====== EXERCISE INPUT ======
PR #1561, opened 2019-03-04
Implement `XcModExp`

JayFoxRox:
**This conflicts with #1560, however, I still think this should be accepted first.**

---

XcModExp will be required for system link. This PR also implements a re-usable design of the RSA MPI modular exponentiation for this function.

This implementation has been confirmed using system-link by connecting Cxbx-Reloaded to XQEMU and a real Xbox. I have also passed the tests (and more advanced ones I've created myself) in the xbox_kernel_test_suite.

---

First, I added `const` to relevant pointers, which acts as a hint to how these function work, and also increases code safety.

I then moved the `RSAdecrypt` into a custom `ModExp` function, which can be re-used by `XcModExp` emulation.

I was unsure about the return value, but chose to use 1, which is what the test suite expects.

*(My line endings might be bad - this is because my MSVS might not be configured correctly. Please tell me which configuration I should use.)*

### DIFF
--- a/src/common/crypto/EmuRsa.cpp
+++ b/src/common/crypto/EmuRsa.cpp
@@ -18,6 +18,7 @@
 // *  59 Temple Place - Suite 330, Bostom, MA 02111-1307, USA.
 // *
 // *  (c) 2018 ergo720
+// *  (c) 2019 Jannik Vogel
 // *
 // *  All rights reserved
 // *
@@ -236,11 +237,6 @@ giant newgiant(int numshorts)
 	return(thegiant);
 }
 
-// ergo720: there's a bug in the original implementation of gigimport that prevents the rsa algorithm from working correctly on Windows (but
-// for some reason it works on Ubuntu). This replacement implementation is taken from
-// http://xbox-linux-devel.narkive.com/Qw6o31DP/xbedump-fix-for-array-out-of-bounds-access#post1
-// and it has been improved based on JayFoxRox suggestions. See the link below for the details
-// https://github.com/xqemu/xbedump/pull/5
 void gigimport(giant g, const unsigned char *buff, int len) {
 
 	// copy buffered 'number' into giant's number buffer
@@ -248,7 +244,13 @@ void gigimport(giant g, const unsigned char *buff, int len) {
 
 	assert((len % 2) == 0);
 
+	// Get number of shorts
 	g->sign = len / 2;
+
+	// Only count used shorts
+	while((g->sign >= 1) && (g->n[g->sign - 1] == 0)) {
+		g->sign -= 1;
+	}
 
 	assert(g->sign != 0);
 }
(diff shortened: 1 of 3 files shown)


src/common/crypto/EmuRsa.cpp
```diff
@@ -151,27 +152,27 @@ void iaddg(int i, giant g); /* g += i, with i non-negative and < 2^16. */
...
-	/* x := x^n (mod z). */
-	powermodg(sig, e, n);
+	memcpy(a_number, b->n, d_len);
+}
 
-	memset(cryptbuffer, 0x00, 256);
-	memcpy(cryptbuffer, sig->n, 256);
+void RSAdecrypt(const unsigned char* c_number, unsigned char* cryptbuffer, RSA_PUBLIC_KEY key)
+{
+	ModExp(cryptbuffer, c_number, 256, key.KeyData.Exponent, 4, key.KeyData.Modulus, 256);
```
JayFoxRox: I'm not sure if I verified the functionality of this. Please review.

src/common/crypto/EmuRsa.cpp
```diff
@@ -151,27 +152,27 @@ void iaddg(int i, giant g); /* g += i, with i non-negative and < 2^16. */
...
+void ModExp(unsigned char* a_number, const unsigned char* b_number, unsigned int b_len, const unsigned char* c_number, unsigned int c_len, const unsigned char* d_number, unsigned int d_len)
 {
-	giant n = newgiant(GIANT_INFINITY);
-	giant e = newgiant(GIANT_INFINITY);
-	giant sig = newgiant(GIANT_INFINITY);
-
-	gigimport(sig, c_number, 256);
+	giant b = newgiant(GIANT_INFINITY);
+	giant c = newgiant(GIANT_INFINITY);
+	giant d = newgiant(GIANT_INFINITY);
```
JayFoxRox: I believe we could theoretically reduce the number of shorts to `_len / 2`, however, I decided to not do that, to keep the code simple. The existing code was also just using `GIANT_INFINITY`.

src/core/kernel/exports/EmuKrnlXc.cpp
```diff
@@ -212,9 +214,10 @@ xboxkrnl::ULONG NTAPI JumpedModExp
 	xboxkrnl::ULONG dwN
 )
 {
-	ULONG ret = 0;
-
-	LOG_UNIMPLEMENTED();
+	ULONG ret = 1;
+
+	unsigned int len = dwN * 4;
```
JayFoxRox: Alternative: `dwN * sizeof(DWORD)`

src/common/crypto/EmuRsa.cpp
LukeUsher: Seems to work fine: Cxbx-R would shout about invalid Xbe signatures if RSA verification failed otherwise.

LukeUsher:
Thanks!

PR #1563, opened 2019-03-05
Update copyright texts

ergo720:


src/core/kernel/exports/EmuKrnlKi.cpp
```diff
@@ -39,356 +39,10 @@
...
-Public License instead of this License.
-
-
-ReactOS may be used, runtime linked, and distributed with non-free software
-(meaning that such software has no obligations to open-source, or render
-free, their non-free code) such as commercial device drivers and commercial
-applications. This exception does not alter any other responsibilities of
-the licensee under the GPL (meaning that such software must still obey
-the GPL for the free ("open-sourced") code that has been integrated into
-the said software).
```
JayFoxRox: Couldn't this paragraph be relevant?

src/devices/usb/OHCI.cpp
```diff
@@ -25,8 +25,34 @@
...
+*
+* You should have received a copy of the GNU Lesser General Public
+* License along with this library; if not, see <http://www.gnu.org/licenses/>.
+*
+* TODO:
+*  o Isochronous transfers
+*  o Allocate bandwidth in frames properly
+*  o Disable timers when nothing needs to be done, or remove timer usage
+*    all together.
+*  o BIOS work to boot from USB storage
```
JayFoxRox: This TODO list seems unncessary for Cxbx-Reloaded / should be moved into issues.

What *should* be kept, is a commit revision of QEMU so people can find the history of this file + find out what needs to be updated in the future.

src/core/kernel/exports/EmuKrnlKe.cpp
```diff
@@ -27,7 +27,20 @@
 // ******************************************************************
 
 // Acknowledgment (timer functions): ReactOS (GPLv2)
-// https://github.com/reactos/reactos
+
+/*
+* PROJECT:         ReactOS Kernel
+* LICENSE:         GPL - See COPYING in the top level directory
```
JayFoxRox: Does not apply here probably?

src/common/util/CxbxUtil.cpp
```diff
@@ -25,8 +25,30 @@
...
+//	License(and no later version) are only accepted for the following files
+//	or directories: bsd - user / , linux - user / , hw / misc / vfio.c, hw / xen / xen_pt * .
+//
+//	3) The Tiny Code Generator(TCG) is released under the BSD license
+//	(see license headers in files).
+//
+//	4) QEMU is a trademark of Fabrice Bellard.
+//
+//	Fabrice Bellard and the QEMU team
+
```
JayFoxRox: Why is this here? This seems like it should be part of docs - not some random source file.

Instead, if you took copyrighted code, the headers of that files should be here and it should be clear which copyright / license applies to which parts.

src/common/crypto/EmuSha.cpp
```diff
@@ -43,8 +43,7 @@ A million repetitions of "a"
 /* #define LITTLE_ENDIAN * This should be #define'd already, if true. */
 /* #define SHA1HANDSOFF * Copies data before messing with it. */
 
-// Acknowledgment: see above
-// https://github.com/clibs/sha1
```
JayFoxRox: Why remove the link? This file is in the public-domain, so this old header is fine.
Having the source URL helps in finding the state of it + finding updates.

src/core/kernel/exports/EmuKrnlKe.cpp
ergo720: It applies, see new commit

src/devices/usb/OHCI.cpp
ergo720: 1.	Isochronous transfers are already implemented.
2.	Here, I think they are referring to section 3.4.2 (Bandwidth Allocation) of the OHCI standard. To my knowledge, indeed, the existing code doesn’t take into account any of this, it just transfers all packets until there are none left (or an error occurs). In practice, I’m not sure if it’s worth implementing since it seems to work fine even without.
3.	The only timer used in the code is the one that’s used to periodically run ```OHCI_FrameBoundaryWorker```, which is responsible to process the packets, so it’s required and cannot be removed. It’s only ever disabled during a reset  or suspend event or if an unrecoverable error interrupt is raised (aka a fatal error in OHCI terms), so this is already covered I’d say.
4.	This doesn’t apply to Cxbx-R.

PatrickvL:
Is discussion finished on this, so it can be merged?

JayFoxRox:
I never did a full review on this - I only skimmed over it and called out the biggest issues (turning them into examples, to fix a class of issues). I believe there's more stuff that's not fixed yet (in this PR, and possibly the codebase).

So even if the discussion is finished, it doesn't mean that the changes are correct or complete.
It should be the maintainers responsibility to make sure that copyright notices stay intact and remain correct (across the codebase).

PatrickvL:
Then maybe it's best to merge this and create an issue for the follow-up work

ergo720:
I don't think I have anything else to commit to this, so it could be merged now

RadWolfie:
It would be great to have all 3 fixup commits merge into "Update copyright texts" commit through `git rebase -i`.

Comparing to develop branch, looks better now.

src/core/kernel/exports/EmuKrnlKe.cpp
JayFoxRox: Why is there a copy of the COPYING file here then, if this claims people should look in `COPYING in the top level directory`: Which one counts? This paragraph (which is not in the top level) or the file in the top level?

I think both are kind of bad, because the COPYING file chosen by Cxbx-R might have to be changed eventually, whereas this code can't be easily relicensed.

It seems much easier to remove the reference to the COPYING file in the top level directory OR create a COPYING_REACTOS / COPYING-GPLV2 (or better named) or something to reference something stable.

*Also note that the GPLv2 text allows 2 variations of licensing: ~"GPLv2 or any later version" or ~"GPLv2 only". So usually the copyright header has to be explicit about this; I'm not sure how ReactOS handles this.*

src/core/kernel/memory-manager/VMManager.cpp
```diff
@@ -27,8 +27,12 @@
...
 // Acknowledgment:
 // The core logic of the VMManager class is based on the virtual page management code of the citra emulator (GPLv2 license),
-// with heavy changes and the addition of real page tables to better suit Cxbx-Reloaded and Xbox emulation.
-// Citra website: https://citra-emu.org/
+// with heavy changes and the addition of real page tables to better suit Cxbx-Reloaded and Xbox emulation.
+// https://github.com/citra-emu/citra
+
+// Copyright 2015 Citra Emulator Project
+// Licensed under GPLv2 or any later version
+// Refer to the license.txt file included.
```
JayFoxRox: This file does not exist.

src/devices/usb/Hub.cpp
```diff
@@ -25,8 +25,32 @@
 // *
 // ******************************************************************
 
-// Acknowledgment: XQEMU (GPLv2)
+// Acknowledgment: QEMU hub device emulation as used in XQEMU (GPLv2)
```
JayFoxRox: As much as I appreciate all those mentions of XQEMU, the upstream you should care about for this is QEMU.

RadWolfie:
> create an issue for the follow-up work

I agree with @PatrickvL for simply make an issue ticket of affecting copyright files issue. Plus determine each file license with the right license. After all of us make the agreement with absolutely no confusion at all from the issue ticket's discussion. Finally, make one pull request to resolve them without the need to create new pull request**s**.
======
# INSTRUCTIONS FOR THE TASK:
Each line that includes "TODO" counts once; state how many such lines the listing has, with no other words.

# SOLVED PROBLEM:
2